We talked a little this week about how Descartes, ‘thinking alone in his room’ was really carrying on conversations with hundreds of correspondents, and with many other people (also mostly old white men) in the record of their thoughts printed in the books in his library. Even the citation in our research methods is about pointing to the web of people’s thoughts… about preserving the history of the story we are telling.
So what happens when we peek under the word ‘content’ to see what lives there? What does it mean for a course to ‘contain’ information? What choices are being made… what power is being used?
Super fun first week. Emotional, exploratory, smart and surprising… what else could you want from a week? One of the major themes that I heard during the week and, interestingly, at the conference where I talked about it, was measurement. We live in a world obsessed with measurement. We’ve had many beautiful examples of ways to visualize what is happening in Rhizo15. I’ve seen a number of conversations around ‘success indicators’ and ‘ways in which i feel good about what I’m doing.’ When we forward the learning subjective, what does it make possible?
This week’s challenge
Get out there and count! What can we measure that isn’t learning? Think about all the other facets of the human experience… can we do better? What about all the fancy tools we’ve seen… can they help? Should we throw it out all together? Can we help people measure themselves? Is there a better way of looking at it? Be theoretical. Be practical… but GRADE ME!
Welcome to week 1.
Ok friends and neighbours, I have no idea where this is all going to get us, but we’re 1000 tweets in and the course starts right now. Or, if you believe @kwhamon, I missed the start of the course by two weeks. Please remember, you don’t have to read everything. Start from your work, engage with individuals. You might find two or ten or a hundred people to work with, it just depends on how you like to work. If it’s your first open course, you might find this ‘how to succeed‘ video useful. If you’d like to know how to reach people, check out my practical guide post.
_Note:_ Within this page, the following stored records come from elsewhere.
PR #1003, opened 2016-12-18
	Add dictionary colon validation to colon rule

### LINKED ISSUE #603: Create a rule enforcing colon position for dictionaries
Not sure if this is possible, but i'd love a rule that enforces colon position for dictionaries, I like dictionaries to be defined as `[Key : Value]` with a space on either side of the colon, this rule could be for dictionary instances and also for dictionary type definitions (e.g `[String : AnyObject]`).

marcelofabri:
Fixes #603 

This probably should be updated to be auto-correctable too before merging. Just wanted to validate the approach first 😊


jpsim:
At first glance, I think I'm fine with this direction.

codeman9:
Have you tried a test with something like: ["string": "string"] and ["string:string": "string"] ? Those should not trigger.

marcelofabri:
@codeman9 I have added those in 9fae824. Thanks for the suggestion!

codeman9:
One more that you may want to check:

```
let tapRecognizer = UITapGestureRecognizer(target: self, action: #selector(handleTapGestureRecognizer(sender:)))
```

Source/SwiftLintFramework/Rules/RuleConfigurations/ColonConfiguration.swift
```diff
@@ -0,0 +1,41 @@
...
+import Foundation
+
+public struct ColonConfiguration: RuleConfiguration, Equatable {
+    private(set) var severityConfiguration = SeverityConfiguration(.warning)
+    private(set) var flexibleRightSpacing = false
+    private(set) var applyToDictionaries = true
+
+    public var consoleDescription: String {
+        return severityConfiguration.consoleDescription +
+        ", flexible_right_spacing: \(flexibleRightSpacing)" +
```
jpsim: indentation

Source/SwiftLintFramework/Rules/ColonRule.swift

WEEK ONE TASKS Introduce yourself, follow one of the threads of discussion somewhere. Comment on someone’s work. Get acclimated.
Build learning subjectives: How do we design our own or others learning when we don’t know where we are going? How does that free us up? What can we get done with subjectives that can’t be done with objectives?
The first time I designed a course I got this funny feeling that I didn’t know what was going on. Like somewhere there was a manual to creating a learning experience that I had missed. Like the joke was on me somehow. Who was I to decide what was the ‘correct’ content that someone should ‘know’? How could I decide how to measure the quality of work of people I had never met before? Where was this ‘standard’ that I could honestly and confidently refer to that would make my courses make sense?
Rhizomatic learning is a story for learning that starts from the idea that this standard doesn’t exist. It posits a learning experience where the curriculum of the course is the people that are in it. Given access to an abundance of content, how can we design a learning experience that celebrates complexity and creativity, rather than an artificial standard of knowing? A course experience where each student is encouraged to map their own learning?
This open course will tackle the practical realities of teaching this way. The participants of this course will be the curriculum.